- Exercise objective:
Go through the records and show each line where the word "udders" occurs.

──────── Input data

PR #1039, opened 2019-02-04
Fixes a Lilaya Condom Breaking reaction then/else error

EPSIL0N:
Swaps a then and else that were reversed, Lilaya was reacting to the condom breaking when it was a scenario where you simply didn't wear one.


Innoxia:
Thank you! ^^

PR #1051, opened 2019-02-11
Fixes for crotch-boob weirdness

GynoidDoesGames:
Some quick fixes to crotch-boobs to reduce some of the more obvious weirdness. In particular, stops crotch-boobs from being added to characters upon load, and allows crotch-boobs to show up in the description as long as they are enabled whatsoever in the options.

@Innoxia


src/com/lilithsthrone/game/character/GameCharacter.java
```diff
@@ -18081,8 +18081,8 @@ public String removeMilkModifier(FluidModifier fluidModifier) {
 	// Misc:
 	public boolean hasBreastsCrotch() {
 		if(Main.getProperties().udders==0
-				|| (this.getLegConfiguration()==LegConfiguration.BIPEDAL && Main.getProperties().udders==1)
-				|| (this.getLegConfiguration()==LegConfiguration.BIPEDAL && this.getRaceStage()!=RaceStage.GREATER)) {
```
Innoxia: These lines were here to make sure that players with crotch-boobs turned off in the options would never see their descriptions. Surely by commenting this out, it disables that behaviour, thus making it so all players see crotch-boobs regardless of settings?

src/com/lilithsthrone/game/character/body/Body.java
```diff
@@ -1499,10 +1499,13 @@ public static Body loadFromXML(StringBuilder log, Element parentElement, Documen
 			}
 			
 			AbstractBreastType crotchBoobType = BreastType.getBreastTypeFromId(breasts.getAttribute("type"));
-			if(Main.isVersionOlderThan(Game.loadingVersion, "0.3.0.6")
+			
+			// disabled because it was erroneously applying crotch boobs to every non-human on load
+			/*if(Main.isVersionOlderThan(Game.loadingVersion, "0.3.0.6")
```
Innoxia: I think I've fixed this on my end already, by changing it to:
`if(Main.isVersionOlderThan(Game.loadingVersion, "0.3.0.6") && importedLeg.getLegConfiguration().isBipedalPositionedCrotchBoobs()) { // Reset crotch-boob type as I accidentally applied crotch-boobs to demons
	if(body.isFeminine()) {
		crotchBoobType = RacialBody.valueOfRace(body.getRace()).getBreastCrotchType();
	} else {
		crotchBoobType = BreastType.NONE;
	}
}`

src/com/lilithsthrone/game/character/GameCharacter.java
GynoidDoesGames: @Innoxia True, but something is nonetheless wrong with it, because - as written - there is no setting that allows crotch-boobs to be visible on any character who is not a Greater Furry. This means that crotch-boobs spuriously disappear off of both Lesser Furries and Hybrids.

Innoxia:
I've changed the handling of crotch boobs for 0.3.2, which should solve this issue. Thank you for the feedback!

PR #1057, opened 2019-02-12
reference errors

EPSIL0N:
orifice reference typo


EPSIL0N:
First commit was that pussy creampie was referencing asshole

Innoxia:
Thank you very much for this!

PR #1064, opened 2019-02-18
Update pattern colors to use the pattern-specific colors

CognitiveMist:
Update pattern colors to use the pattern-specific colors instead of the clothing colors.

This allows the patternLayer to replace a secondary-color region in a clothing item, without the primary coloration now controlling two regions. This also allows the clothing colors to be adjusted without affecting the pattern colors.

The result of these changes are that the background of the pattern is now controlled by the secondary or tertiary pattern color, if unused. The multi-camo pattern is the only exception to that rule.

No, adjusted existing assets only

Yes, 0.3.0.7

CognitiveMist


Innoxia:
Thank you!

Issue #2528, opened 2025-03-14
on_empty_do_nothing() should be enabled by default


zevweiss:
## Description

The intuitive, obvious way to do a multi-record insert (`foo::Entity::insert_many(iter).exec(...)`) provides highly surprising behavior if the iterator passed to it is empty (inserting a single `DEFAULT` record instead of inserting nothing).

https://github.com/SeaQL/sea-orm/pull/1708 added `.on_empty_do_nothing()` to work around that problem and enable the more predictable behavior of an empty iterator resulting in nothing being inserted, but it seems quite regrettable (and highly counterintuitive IMO) for that to be opt-in instead of the default; without it most `insert_many()` calls likely end up as time bombs just waiting for an empty iterator to cause havoc.

I suppose it would technically be a backwards-incompatible change to make it the default and hence unfit for a minor or patch release, but it's too bad the 0.x->1.0 release didn't take the opportunity to make that change.  Could it please be added to the agenda for a 2.0 release?

## Versions

```
$ cargo tree | grep sea-
├── sea-orm v1.1.6
│   ├── sea-orm-macros v1.1.6 (proc-macro)
│   │   ├── sea-bae v0.2.1 (proc-macro)
│   ├── sea-query v0.32.2
│   │   ├── sea-query-derive v0.4.2 (proc-macro)
│   ├── sea-query-binder v0.7.0
│   │   ├── sea-query v0.32.2 (*)
├── sea-orm-migration v1.1.6
│   ├── sea-orm v1.1.6 (*)
│   ├── sea-orm-cli v1.1.6
│   │   ├── sea-schema v0.16.1
│   │   │   ├── sea-query v0.32.2 (*)
│   │   │   └── sea-schema-derive v0.3.0 (proc-macro)
│   ├── sea-schema v0.16.1 (*)
├── sea-query v0.32.2 (*)
```

DB: Postgres 16.4
OS: Linux

Expurple:
Agree, it's very annoying

Huliiiiii:
I think, for now, adding length checks to some methods that return a Vec would not cause breaking changes (e.g. methods on LoaderTrait, query_all), and would also reduce the amount of queries that don't return any data.

Currently, Inserter doesn't have the One and Many variants like the other methods, which means insert_many shares the same struct as insert(one).

If this is refactored into InsertOne and InsertMany, TryInsertResult::Empty will no longer be needed, as an empty Vec or None can be returned.

[...]

PR #2592, opened 2025-05-07
Remove insert default on empty behaviour

tyt2y3:
#2528


tyt2y3:
@zevweiss can you see if this is the half of what you want? I've removed insert_default from insert_many

tyt2y3:
close in favour of #2628

Issue #2601, opened 2025-05-20
Can't use `anyhow::Error` in trasactions


bragov4ik:
## Description

`anyhow` is a widely used error library, and it's `Error` type doesn't implement `std::error::Error`.
Also it's a good practice to set generic types' trait requirements to be as weak as possible.

In the `TransactionError` type, the underlying `E` type is currently restricted to be `std::error::Error`, but in fact it is enough to only implement `std::fmt::Display` and `std::fmt::Debug`. This does not seem to break anything and only allows to use more types within transaction context.

I've found https://github.com/SeaQL/sea-orm/issues/1091 but the suggestion to implement `std::error::Error` doesn't work here ([see issue in `anyhow`](https://github.com/dtolnay/anyhow/issues/25#issuecomment-544140480))

I will attach a PR soon.

## Steps to Reproduce

1. Create a function that returns `Result<_, anyhow::Error>`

────────────────

- Your response:
 		if(Main.getProperties().udders==0
-				|| (this.getLegConfiguration()==LegConfiguration.BIPEDAL && Main.getProperties().udders==1)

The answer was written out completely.